A knowledge component is a description of a mental structure or process that a learner uses, alone or in combination with other knowledge components, to accomplish steps in a task or a problem. A knowledge component is a generalization of everyday terms like concept, principle, fact, or skill, and cognitive science terms like schema, production rule, misconception, or facet. When we say a student "has" a knowledge component, it might mean the student can describe it in words (e.g., "Vertical angles are congruent") or it might simply mean that the student behaves as described by the knowledge component, but may not be able to describe it themselves. In this second case, to say the student "has" the knowledge component "If angle A and B are vertical angles and angle A is X degrees, then angle B is X degrees" means the student will behave in accord with it even though they might not be able to state the rule. The first is an "explicit" knowledge component, like a fact or principle, and the second an "implicit" knowledge component , like a skill. Much of what first language learners know about their first language involves implicit knowledge components.

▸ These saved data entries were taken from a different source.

PR #1022, opened 2020-01-06
Test that ruby-bindings and CommandLine.rb propagate errors

mvidner:
Related to https://github.com/yast/yast-ruby-bindings/pull/237

I put it here because it would get run by openQA out of the box: https://github.com/os-autoinst/os-autoinst-distri-opensuse/blob/2a5be2f7b668279c5db275de190e7d5cd92c24f7/tests/console/yast2_cmdline.pm

### DIFF
--- a/t/exit-codes.t
+++ b/t/exit-codes.t
@@ -1,0 +1,43 @@
+#!/bin/sh
+
+# Copyright (c) [2020] SUSE LLC
+#
+# All Rights Reserved.
+#
+# This program is free software; you can redistribute it and/or modify it
+# under the terms of version 2 of the GNU General Public License as published
+# by the Free Software Foundation.
+#
+# This program is distributed in the hope that it will be useful, but WITHOUT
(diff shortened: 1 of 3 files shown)


t/exit-codes.t
```diff
@@ -0,0 +1,43 @@
...
+tapfail() {
+  echo -n "not "
+}
+
+YAST=/usr/sbin/yast
+
+TEST="1 An unknown command produces an error exit code"
+echo "# $TEST"
+! $YAST lan nosuchcommand || tapfail
+echo "ok $TEST"
```
jreidinger: well, as small smoke test it looks fine, but it does not test whole range of various scenarios. So if openqa willing to add it and we are willing to fix it ( not as network tap test :)

mvidner: Yes, this is a quick and easy fix for the common case. It fixes the problem that I had, I thought you may have been testing some other things.

mvidner:
@jreidinger this one depends on https://github.com/yast/yast-yast2/pull/1004, please review that one too

PR #1023, opened 2020-01-13
Update only needed info when an interface already have an udev rule (bsc#1158025)

teclator:
## Problem

When there is some `change` in the network `configuration` state, **YaST** writes the `udev` rules in its **own form**, that is, we get rid of some of the parts.

For example, the rules created by `write_net_rules` are:

```
# PCI device 0x1af4:0x1041 (virtio-pci)
SUBSYSTEM=="net", ACTION=="add", DRIVERS=="virtio-pci", ATTR{dev_id}=="0x0", KERNELS=="0000:01:00.0", ATTR{type}=="1", KERNEL=="eth*", NAME="eth0"

# PCI device 0x8086:0x10d3 (e1000e)
SUBSYSTEM=="net", ACTION=="add", DRIVERS=="e1000e", ATTR{dev_id}=="0x0", KERNELS=="0000:07:00.0", ATTR{type}=="1", KERNEL=="eth*", NAME="eth1"
```

And after changing some general configuration in network the rules are **rewritten** as:

```
SUBSYSTEM=="net", ACTION=="add", DRIVERS=="?*", ATTR{type}=="1", KERNELS=="0000:07:00.0", NAME="eth1"
SUBSYSTEM=="net", ACTION=="add", DRIVERS=="?*", ATTR{type}=="1", KERNELS=="virtio0", NAME="eth0"
```

Especially when a `virtio` netcard, YaST overwrites existing udev rules **based on** `busid` with the hwinfo `busid` which is `virtio`, but in that case it should use the `parent_bus_id` "0000:01:00.0". That could be handle by `hwinfo`.

So, in general the bug is about not removing default udev parts created by the udev rule generator if it is not strictly necessary.

- Trello Card: https://trello.com/c/gf2QyfLL
- https://bugzilla.suse.com/show_bug.cgi?id=1158025

## Solution

- Only the udev rule parts that has changed or need to be replaced are now touched.
- When the hardware is read, we use the parent_bus_id as the busid for virtio netcards. The busid exported by hwinfo is stored as a `sub_device_busid`.

## Test

- Added unit test
- Tested manually **(In Build 122.1 with a dud)**

### DIFF
--- a/src/lib/y2network/sysconfig/interfaces_writer.rb
+++ b/src/lib/y2network/sysconfig/interfaces_writer.rb
@@ -34,7 +34,6 @@ module Y2Network
     #
     # @see Y2Network::InterfacesCollection
     class InterfacesWriter
-      include Yast::Logger
       # Writes interfaces hardware configuration and refreshes udev
       #
       # @param interfaces [Y2Network::InterfacesCollection] Interfaces collection
@@ -44,22 +43,6 @@ module Y2Network
       end
 
     private
-
-      # Creates an udev rule to rename the given interface
-      #
-      # @param iface [Interface] Interface to generate the udev rule for
-      # @return [UdevRule,nil] udev rule or nil if it is not needed
-      def renaming_udev_rule_for(iface)
-        log.info("Generating a new udev rule for #{iface.name} based on: " \
-                 "#{iface.renaming_mechanism.inspect}")
-        case iface.renaming_mechanism
-        when :mac
-          Y2Network::UdevRule.new_mac_based_rename(iface.name, iface.hardware.mac)
-        when :bus_id
-          Y2Network::UdevRule.new_bus_id_based_rename(iface.name, iface.hardware.busid,
-            iface.hardware.dev_port)
-        end
-      end
 
       # Creates an udev rule to set the driver for the given interface
       #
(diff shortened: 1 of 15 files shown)


src/lib/y2network/sysconfig/interfaces_writer.rb
```diff
@@ -77,15 +80,41 @@ def update_udevd(interfaces)
...
+
+      # Writes down the current interfaces udev rules and the custom rules that
+      # were present when read and that are still valid
+      #
+      # @see Y2Network::UdevRule#write_net_rules
       def update_renaming_udev_rules(interfaces)
-        udev_rules = interfaces.map { |i| renaming_udev_rule_for(i) }.compact
+        udev_rules = interfaces.map do |iface|
+          update_renaming_udev_rule(iface) if iface.udev_rule
+          iface.udev_rule ||= renaming_udev_rule_for(iface)
```
jreidinger: this is a bit strange. If there is already udev_rule it will be updated. And if there is not yet such udev_rule it is created. Why not having it in one method?

jreidinger: also I a bit expect to be a method in interface and not only in writer.

teclator: Originally I put the logic in one method, but was not sure about merging the logic for new rules and for existing ones.

PR #1025, opened 2020-01-21
Fix error while creating bridge under virtualization

goldwynr:
connected_and_bridgeable is using log functions. So, class
VirtualizationConfig needs to include Yast::Logger in order to use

A knowledge component (KC) relates features to a response where both the features and response(s) can be either external, in the world, like cues in a stimulus and a motor response or internal, in the mind, like inferred features and a new goal.

KCs are "correct" when all of the features are relevant to making the response and none of them are irrelevant. In geometry, for example, the knowledge component "if angles look equal, then conclude they are equal" is incorrect because it includes an irrelevant feature "angles look equal" and is missing a relevant feature like "the angles are at the base of an isosceles triangle". See also feature validity and refinement.

An example of a knowledge component analysis (a kind of cognitive task analysis) can be found in the description of Julie Booth's study knowledge component construction vs. recall. In her case, the key knowledge components are concepts and skills for making decisions during problem solving in the domain of algebra equation solving. She identifies both incorrect knowledge components that students tend to acquire and correct knowledge components that good students eventually acquire.

Kinds of knowledge components

Mental representations of:

  • Domain knowledge
    • Facts, concepts, principles, rules, procedures, strategies
  • Prerequisite knowledge
  • Integrative knowledge
    • Schemas or procedures that connect other KCs
  • Metacognitive knowledge
  • Beliefs & interests
    • What one likes, believes

Cross-cutting distinctions

  • Correct vs. incorrect
  • Verbal (explicit) vs. non-verbal (implicit)
  • Probabilistic vs. discrete

Not knowledge components

  • Any external representation of knowledge
    • Like textbook descriptions or an example
  • Generic cognitive structures
    • Working memory
  • Continuous parameters on knowledge representations
    • Strength, level of engagement, implicit value of a goal, affect

Other uses of "knowledge"

“Knowledge” in PSLC is used as in the Cognitive Science and AI traditions. The mind is a knowledge base stored in the brain’s hardware. All competencies and behaviors are determined by “knowledge” in this sense. "Knowledge" in philosophy is “justified true belief" whereas our use of knowledge components includes both incorrect (false) knowledge and implicit (no explicit belief or justification) knowledge. "Knowledge" in education is basic facts (1st level of Bloom’s (1956) taxonomy) whereas knowledge components can be procedures, integrating schemas, complex reasoning strategies, metacognitive skills …, that is, all levels of Bloom’s taxonomy.

References

  • VanLehn, K. (2006). The behavior of tutoring systems. International Journal of Artificial Intelligence in Education, 16 (3), 227-265 Abstract&PDF
  • Koedinger's PSLC Lunch Talk from August, 2006.
  • Norma Chang's CMU Psychology PhD Thesis (2006) on surface vs. structural problem variations and resultant acquisition of relevant vs. irrelevant features ("spurious correlations" with surface features).
  • Bloom, B. S. (Ed.). (1956). Taxonomy of educational objectives. Handbook 1: Cognitive domain. New York: McKay.